Excerpt:
The Department of Homeland Security (and, by extension, the Bush administration) is on a jihad against jihad — the word, that is. Its mission is to purge such terms as jihadism, Islamo-fascism, and mujahideen from our public lexicon. Is this a serious strategy or an episode in politically correct indoctrination? That question is being banged around in several venues, not least National Review Online's "Corner."
Last Friday, Mark Krikorian of the Center for Immigration Studies contended that the DHS gambit is reminiscent of an effort by his nemesis, Linda Chavez, who chairs the Center for Equal Opportunity (CEO), to douse what she took to be inflammatory expressions of anti-immigrant sentiment.

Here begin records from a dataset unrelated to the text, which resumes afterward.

PR #434, opened 2025-08-05
429 hydrology bar chart   incorrect display

MaxDouglas1991:
Update the values in the monthly hydrology chart to match existing charts


AndersFarrFoundry (approved):
LGTM. This looks really good. I think that the water allocations chart is different between this app and OWT but I think that is from the data side and I've created a ticket to look into it. Great job!

PR #442, opened 2025-08-05
Nr bcwat 438 data tab only

AndersFarrFoundry:
# Description

Added watchers to StreamflowReport.vue and ClimateReport.vue that will update the viewPage to only show a page with data available. Some other small fixes, fixed a console.error for climate reports without snow depth but with temperature.

To test, please check out different streamflow and climate reports with different data availability and see that a chart with data available is opened when the page is.

## Types of changes

## Checklist


MaxDouglas1991 (approved):
LGTM

PR #446, opened 2025-08-06
Reconfigure airflow secrets

LiamF-FS:
# Description

I may have branched off of the PGBouncer Test Branch, hence the large amount of changes.

I built this manually and have validated that the Dev Airflow suite is behaving properly. You can validate this by looking at the environment variables the scheduler/webserver/triggerer are initialized with.


NathanEne (approved):
LGTM

Issue #400, opened 2025-07-31
Update the mapbox mask to use the mask in the BC Gov Mapbox account


Kashike-Umemura:
# Purpose

1. Currently the BC mask polygon that BCWAT is using is served from the Foundry Spatial Mapbox account.
Since a Mapbox account for this project has been made, we need to switch over to their layer. You can get the layer information by looking the `Styles` section on their [website](https://console.mapbox.com/studio/).

2. Furthermore, the watershed reports will not be covered in all of BC, so a different Mapbox mask needs to be used for that page ONLY. The style for that page is named `bcwat_ws_report_mask`.

3. The access tokens also needs to be changed to their access token

All login information is in BitWarden with user name `bcwatertool`

## Completion Criteria

- [ ] 1. is complete
- [ ] 2. is complete
- [ ] 3. is complete

PR #451, opened 2025-08-07
swapping map styles to have the filter polygon

NathanEne:
# Description
Swapped what mapbox account we are using and what mapbox style the watershed page so it is limited only to the region we support. TO TEST: you will need to swap your env to contain the mapbox token in bitwarden mentioned in the tikcet: #400 please also review the styles in mapbox to confirm all 3 requirements of #400 are complete

## Types of changes

## Checklist

## Further comments
Closes: #400

### DIFF
--- a/client/src/components/climate/ClimatePage.vue
+++ b/client/src/components/climate/ClimatePage.vue
@@ -34,7 +34,7 @@
                     @select-point="(point) => activePoint = point.properties"
                 />
                 <Map
-                    :current-section="'climate'"
+                    current-section="climate"
                     @loaded="(map) => loadPoints(map)"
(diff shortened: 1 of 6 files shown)


client/src/components/climate/ClimatePage.vue
```diff
@@ -34,6 +34,7 @@
                     @select-point="(point) => activePoint = point.properties"
                 />
                 <Map
+                    :current-section="'climate'"
```
MaxDouglas1991, line 37: These can be simplified as `current-secition="climate"`

MaxDouglas1991 (approved):
LGTM

PR #458, opened 2025-08-07
386 pdf download of watershed report

MaxDouglas1991:
Allow the user to generate a pdf from the watershed report


LiamF-FS (approved):
Looks good to me, PDF downloads and displays all included data.

PR #464, opened 2025-08-08
Initializing Prod DB with replicas, defaulting pgbackrest off (for now)

LiamF-FS:
# Description

Simple Init of Prod Database, created via command within README. 

I will be automating this process in the future.

Furthermore, I will turn pgbackrest on in the future - I would like to experiment with it OnPrem before backing up to s3 from openshift

image


NathanEne (approved):
LGTM, can see this up and running and data import has succeeded

PR #467, opened 2025-08-08
adding flyway migration that updates `in_study_area` flag

Kashike-Umemura:
Noticed that some areas in Omineca didn't generate a watershed report on click. This was because the `in_study_area` flag wasn't properly set for some of the watersheds in the `fwa_funds` table.
This migration will fix those values.


LiamF-FS (approved):
Looks great!

PR #470, opened 2025-08-09
Continue automated airflow secret creation

LiamF-FS:
# Description

Create Airflow Sendgrid Connection via GHA, validate email sends on Failure!

(I had hardset a divide by 0 and deleted our sendgrid default connection)

This will be what we do on Openshift to build airflow out of the box via a single github action.

My only concern is having to do with the PVC creation for airflow data, which should be simple to just do manually.

NOTE - until this goes in, any PR that goes in before it would break airflow scrapers (if they fail, no email sneds)


Kashike-Umemura (approved):
LGTM! Thank you

PR #481, opened 2025-08-11
add row count log, and decreased batch count

Kashike-Umemura:
Added a little bit more logs to know what's happening and decreased the batch count


LiamF-FS (approved):
Good inclusion, LGTM!

PR #488, opened 2025-08-11
Openshift airflow cicd

LiamF-FS:
# Description

Created Github Secrets for Airflow Deployments onto Openshift

Mirror the `deployer.yml` github action

The workflow will be to create a PR, run the unit tests against airflow code base, and then on Merge in all of the environments will update in order:
- Dev -> Test -> Prod


NathanEne (approved):
LGTM, Lets get this yml in and keep an eye on it to see how it does. Not related to this PR specifically but I have noticed that both yml and yaml are used in this project, is this something we should unify or is it a non concern?

AndersFarrFoundry:
> LGTM, Lets get this yml in and keep an eye on it to see how it does. Not related to this PR specifically but I have noticed that both yml and yaml are used in this project, is this something we should unify or is it a non concern?

I try to always use yaml, but I think they compile the same from the k8s side.

AndersFarrFoundry:
Could be that bcgov mostly uses yml and we mostly use yaml

PR #489, opened 2025-08-11
Change allocations display. Add watershed loader

MaxDouglas1991:
Add loader to watershed page when loading a watershed polygon

Change how existing allocations are displayed. They now extent down the chart as a means of identifying how much of the available water has been allocated


LiamF-FS (changes requested):
image

This must bottom out at 0, it cannot go into the negatives and impact the month display

PR #872, opened 2026-06-02
Fix Ariflow Dockerfile - Necessary for Psycopg2

LiamF-FS:
Fix Docker File - issue building psycopg2.

https://github.com/bcgov/nr-bcwat/actions/runs/26839526620/job/79162399344

I do not want to use psycopg2 binary.


NathanEne (approved):
LGTM

PR #873, opened 2026-06-17
Testing Create Airflow Public User @ Public Route

LiamF-FS:
# Description

The purpose of this is to create a POC for initializing a publicly accessible airflow deployment for Mike Ward - This will be set up with a secure username/password, as well as being IP Whitelisted. Once I have verified this, I will be creating the same for both test/prod, and initializing the whitelisting.


NathanEne (approved):
LGTM

PR #874, opened 2026-06-17
Remove Enabled Key, Bump Airflow Version

LiamF-FS:
# Description

- Bump Airflow Version, remove Enabled key
https://github.com/apache/airflow/blob/helm-chart/1.21.0/chart/values.yaml


NathanEne (approved):
LGTM

PR #877, opened 2026-06-18
Tweak Dag Processor Bug

LiamF-FS:
Wrong format entered for resource requests - expects dict, not string.


Kashike-Umemura (approved):
Thank you~

PR #879, opened 2026-06-18
RM Hardcode of Email Addr

LiamF-FS:
# Description

Given the scope of the changes, I would like to be notified if DAGs are failing as well.
Going to keep the fail on purpose DAG for Mike Ward to see the dashboard.


Kashike-Umemura (approved):
You shall be notified. LGTM

PR #880, opened 2026-06-22
Fix missing scheduler/triggerer expiration times

LiamF-FS:
- JWT Expiration Limits missing on some Test Airflow Microservices


Kashike-Umemura (approved):
Thank you for adding these :)

PR #883, opened 2026-07-02
Update Value Name, init replicas for PDF Generator

LiamF-FS:
# Description

- Up replicaCount for PDF Generator
- change `replica` -> `replicaCount`


AndersFarrFoundry (approved):
same same as other one!

PR #888, opened 2026-07-10
Fix PR Closed Action

LiamF-FS:
# Description

Migrations image was not being built as it is a dependency of the Airflow images. Therefore, we only need to clean up the backend/frontend/pdf-generator on merge in.


AndersFarrFoundry (approved):
Nice - this should fix that failing on merge action correct?

PR #205, opened 2023-08-16
GloFAS new version

turnerm:
Update to allow both version 3 and 4 in GloFAS. Some things to note:

- The directory structure is the same but the filenames will now have the version number in them. This means that any downloads done with previous AnticiPy versions will now have broken filepaths. If you want to work with them and the latest AnticiPy then you will either need to fix the filenames by hand or re-download. 
- The main annoying thing is the differences in the versions is in the reforecast. The year range for version 4 is shifted up, and only the months March to August are available. (Does anybody know if this will change in the future?). I've tried to account for this but it could be helpful to test in case something wonky comes up. 
- Even though the resolution has changed, I've kept the old bounding box rounding to x.x5. It's not clear any more from the CDS API what is now recommended here, I should probably ask Ervin. 

Pauline and Tristan, would either of you be able to give it a whirl for your work?


t-downing (approved):
Yup, works with me! 

My only thought is whether to provide some backwards compatibility to process / load files that were created without the version number. But, for now it's probably easier to just rename the files (as opposed to re-download them, cause it takes so long). So happy with things as they are.

However, separately, there is an issue with loading the forecast data (which I don't think is covered in the tests). In comes up as well in the most recent release in so it's not related to this PR. I'll log it separately.

turnerm:
> My only thought is whether to provide some backwards compatibility to process / load files that were created without the version number. But, for now it's probably easier to just rename the files (as opposed to re-download them, cause it takes so long). So happy with things as they are.

Yes I considered that but I don't want to add more confusing input parameters, where it's only our team using it for now so we can easily just rename our files. 

> However, separately, there is an issue with loading the forecast data (which I don't think is covered in the tests). In comes up as well in the most recent release in so it's not related to this PR. I'll log it separately.

Great catch (and I know, I need to add load tests...), I threw a fix into this PR as well!

t-downing:
> Yes I considered that but I don't want to add more confusing input parameters, where it's only our team using it for now so we can easily just rename our files.

Yup makes sense!

> Great catch (and I know, I need to add load tests...), I threw a fix into this PR as well!

Amazing, thanks so much for doing that! I double checked and it works for me :)

turnerm:
Was hoping to hear back from Ervin before but he may be on holiday so I'll just merge for now.

turnerm:
Sorry @PaulineNimo @t-downing do you mind taking one last look

t-downing (approved):
Yup, working nicely for me! Thanks so much for getting this done.

t-downing:
> Oops, I wrote the above message before actually checking my email 🤦 The coordinate issues need to be fixed before merging, I'll try to do that asap. This means if you've used this code already for any v4 analysis then the rasters may have been interpolated and provide slightly reduced values. It probably won't affect your results qualitatively but once fixed you should probably do the download again, sorry about that.

Just for reference I didn't check if the coordinates issue actually changed things for me, but either way good to have the corrected version!

PaulineNimo (approved):
Great work!

turnerm:
> Not sure where to flag this but have been playing around with the data and it seems the new reanalysis version 4 data does not include the date "1979-01-01". The 1979 file only contains 364 time points. This is from the GRIB file downloaded from CDS. Everything else seems to download and process well with the file name now including the adjusted coordinates. I will check once I start loading the data if there are any challenges.

Thanks for noting that Pauline, I checked and indeed that is consistent with what's in CDS. A bit strange but I don't think it should break anything, particularly because the reanalysis is downloaded in year blocks.

PR #45, opened 2021-04-21
Fix bug in join? == true branch of launch-raft-server

cap10morgan:
I noticed this bug while working on a bigger dynamic cluster sizing improvement. Compare to line 887 for reference.


cap10morgan:
Threw in some opportunistic Makefile improvements. I noticed some targets were being run every time rather than only when needed. Figured it wasn't worth yet another PR, but let me know if you'd prefer splitting them out into their own PR.

PR #53, opened 2021-06-08
FC-1036 add prop for bigdec encoding in json

ldw1007:
Should be reviewed with [PR#66](https://github.com/fluree/db/pull/66) on db. Added property to handle default behavior for bigdec encoding as non-JavaScript clients (e.g., python, c#) seem to handle BigDecimals without conversion to string.

### DIFF
--- a/deps.edn
+++ b/deps.edn
@@ -1,6 +1,6 @@
 {:deps {org.clojure/clojure {:mvn/version "1.10.3"}
         org.clojure/data.xml {:mvn/version "0.2.0-alpha6"}
-        com.fluree/db {:mvn/version "1.0.0-rc19"}
+        com.fluree/db {:mvn/version "1.0.0-rc20"}
         com.fluree/raft {:mvn/version "1.0.0-beta1"}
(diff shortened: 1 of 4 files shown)


cap10morgan (approved):
Not a blocker but just something to consider: Are there already other `fdb-json-` prefixed config params? If not, could this go under e.g. `fdb-api-` instead (maybe `fdb-api-bigdec-string`?). Just in the interest of making them intuitive and categorized.

ldw1007:
> Not a blocker but just something to consider: Are there already other `fdb-json-` prefixed config params? If not, could this go under e.g. `fdb-api-` instead (maybe `fdb-api-bigdec-string`?). Just in the interest of making them intuitive and categorized.

I am working on some other unit tests for db/ledger; so, this is definitely a do-able suggestion.  I'll include in the comment/suggestion in my current ticket.

ldw1007:
btw, unit tests should fail until the related db changes are available.  So, I do not plan to merge this branch into main until the db-library is updated.

PR #55, opened 2021-06-25
FC-1165 re-enabled close-all-sessions

ldw1007:
Re-enabled close-all-sessions when a websocket is closed with a client.


zonotope (approved):
This change looks good to me, but I think we should have a broader effort to clean up commented code. 

I think commented code should either be uncommented or removed all together. If the commented code still carries useful information, then that information should be added, in English, to the function's docstring. 

This is just my opinion, and I'm happy to hear others' ideas.

PR #56, opened 2021-06-28
FC-1162 use txMax db setting when provided

ldw1007:
Modified the select-block-commands process to use the txMax db setting when provided.  Otherwise, the default of 2mb is used for maximum transaction size.  [The default value is now defined as a constant, making it available for unit tests.]


zonotope (approved):
🔍

PR #57, opened 2021-06-29
FC-1161, FC-1168 Update/aws s3 version

ldw1007:
This merge includes the following items:

- FC-1161 Throw an exception when the _list bucket contents_ request to AWS fails
- FC-1168 Update the AWS S3 dependencies to the latest version

Note that all unit tests are passing locally.

### DIFF
--- a/src/fluree/db/ledger/storage/s3store.clj
+++ b/src/fluree/db/ledger/storage/s3store.clj
@@ -20,17 +20,23 @@
 
 (defn read
   "Returns a byte array of the data under key `k` (converted to a UNIX-style
-  path with key->unix-path) of this store's S3 bucket."
+  path with key->unix-path) of this store's S3 bucket. Returns an exception if
+  an error occurs."
   [{:keys [client bucket]} base-path k]
   (with-open [out (ByteArrayOutputStream.)]
     (let [s3-key (key->unix-path base-path k)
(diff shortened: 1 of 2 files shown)


src/fluree/db/ledger/storage/s3store.clj
```diff
@@ -94,9 +94,8 @@
                      req)
         resp       (aws/invoke client req)
         _          (when (:cognitect.anomalies/category resp)
-                     (if-let [err (:cognitect.aws.client/throwable resp)]
-                       err
-                       (ex-info "S3 list failed" {:response resp})))
+                     (throw (or (:cognitect.aws.client/throwable resp)
+                                (ex-info "S3 list failed" {:response resp}))))
```
cap10morgan, line 98: I think we probably want to return the exception instead of throwing it (like the write fn in here does). Since they're typically called async, we need to return the exception instead of throwing it.

cap10morgan (changes requested):

cap10morgan:
I pushed a commit that applies what I'm thinking to the `read` fn (that wasn't checking for errors at all before 😳).

ldw1007:
Modified list function to return an exception versus throw one. 
Also updated dependencies to latest (again).

cap10morgan (approved):
Looks great!

PR #58, opened 2021-06-30
FC-1169 fix issue where db-sync request failed for new server

ldw1007:
Fixed issue where a 'new' server could not synchronize files with an existing network.

### DIFF
--- a/src/fluree/db/ledger/consensus/raft.clj
+++ b/src/fluree/db/ledger/consensus/raft.clj
@@ -876,13 +876,13 @@
     (if join?
       ;; If joining an existing network, connects to all other servers
       (let [connect-servers (filter #(not= this-server (:server-id %)) server-configs)
-            handler-fn      (partial message-consume (:raft raft-instance) (:storage-read raft-configs))]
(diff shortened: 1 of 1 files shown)


cap10morgan (commented):
Ah, yep. Good find!

I _think_ it should maybe be `:storage-group-read` instead of `ledger`, but I'm not 100% positive. Did you try that one too?

ldw1007:
I verified that `:storage-group-read` works as well.

Should we use an 'or' condition preferring `group` over `ledger`?

cap10morgan:
> I verified that `:storage-group-read` works as well.
> 
> Should we use an 'or' condition preferring `group` over `ledger`?

No they'll generally both be set, but they point to different locations within the storage subsystem. Strange that either one would work... That makes me think there might still be an issue in here.

I'll see if I can figure out what it should be.

cap10morgan (approved):
OK I think it should be `storage-ledger-read` as you have it. I'm not totally clear on why `:storage-read` ops are handled at this layer (as well as in the state-machine), but that's orthogonal to this PR 🤷🏻‍♂️.

PR #59, opened 2021-07-01
FC-1177 Update/linting changes

ldw1007:
Last set of changes based on scanning results:

- FC-1177 Final clean-up of code per linting/scanning
- FC-1159 Configure clj-kondo scanning to ignore unused bindings for defrecord
- FC-1167 CI/CD pipeline - update dependency versions to latest possible
- FC-1160 Configure clj-kondo scanning to ignore code in comment blocks
- FC-1164 Configure clj-kondo to treat manifold.deferred/let-flow as clojure/let
- FC-1152 Remove [more] unreferenced bindings (after ignore comments...)
- FC-1163 Removed unreferenced binding http-api/sub

Some noteables:
* entire fork namespace was removed as it was not linked up anywhere other than the comment section of user namespace
* unreferenced bindings in bootstrap & raft were removed


src/fluree/db/ledger/export.clj
```diff
@@ -198,8 +196,8 @@
 
 (comment
 
-  (def db (async/<!! (fdb/db (:conn user/system) "test/one")))
-  (async/<!! (db->export db :xml))
+  (def db (clojure.core.async/<!! (fluree.db.api/db (:conn user/system) "test/one")))
+  (clojure.core.async/<!! (db->export db :xml))
```
cap10morgan, line 200: What prompted these changes? They should have been fine the way they were before. Did a linter complain for some reason?

src/fluree/db/ledger/mutable.clj
```diff
@@ -127,7 +126,7 @@
   (<?? (purge-flakes conn "fluree" "test" {:purge [422212465065991]}))
 
   (->> (<?? (storage/storage-read conn "fluree_test_block_000000000000004:v2"))
-       (serdeproto/-deserialize-block (:serializer conn)))
+       ( fluree.db.serde.protocol/-deserialize-block (:serializer conn)))
```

Mark was not merely straining to find an angle in a story only tangentially related to immigration; he noted that the DHS effort is being spearheaded by Dan Sutherland, a former employee of Linda's who now heads DHS's Office for Civil Rights and Civil Liberties.
Krikorian's argument drew sharp rebukes from CEO's president Roger Clegg as well as NR's own John J. Miller (a CEO co-founder and formerly its vice president). They rose to Sutherland's defense, essentially countering that Mark was engaged in a baseless guilt-by-association tactic, that association with Linda is nothing to be guilty about in any event, and that — as John put it, based on discussions he's had with Sutherland — DHS is implementing a strategy intended to peel our potential Muslim allies away from al-Qaeda, "not an exercise in politically correct nonsense." (To be clear, John took pains to say he was not assessing the soundness of the DHS strategy, just that he accepts Sutherland's explanation of the agency's thinking.)
Like JJM and Roger, I am fond of Linda (though I tend to disagree with her on immigration issues). Unlike John and Roger, I don't know Dan Sutherland, though the fact that they think well of him surely weighs in his favor. That said, I didn't find Mark's points to be frivolous, much less offensive. I leave to him to defend the parallel he bases on Linda's arguments about immigration rhetoric. (He undertakes to do that, here.) I'm not familiar enough with what Linda has said to make an informed judgment, though I do know from my own experience that lessons from mentors tend to get applied in other contexts. What's more, the Krikorian post did not rely solely on the Sutherland/Chavez tie. Mark recounted that Sutherland has been a point person for DHS's Muslim outreach initiatives, and is described by a top official from one activist group as "a wonderful breath of fresh air from Homeland Security."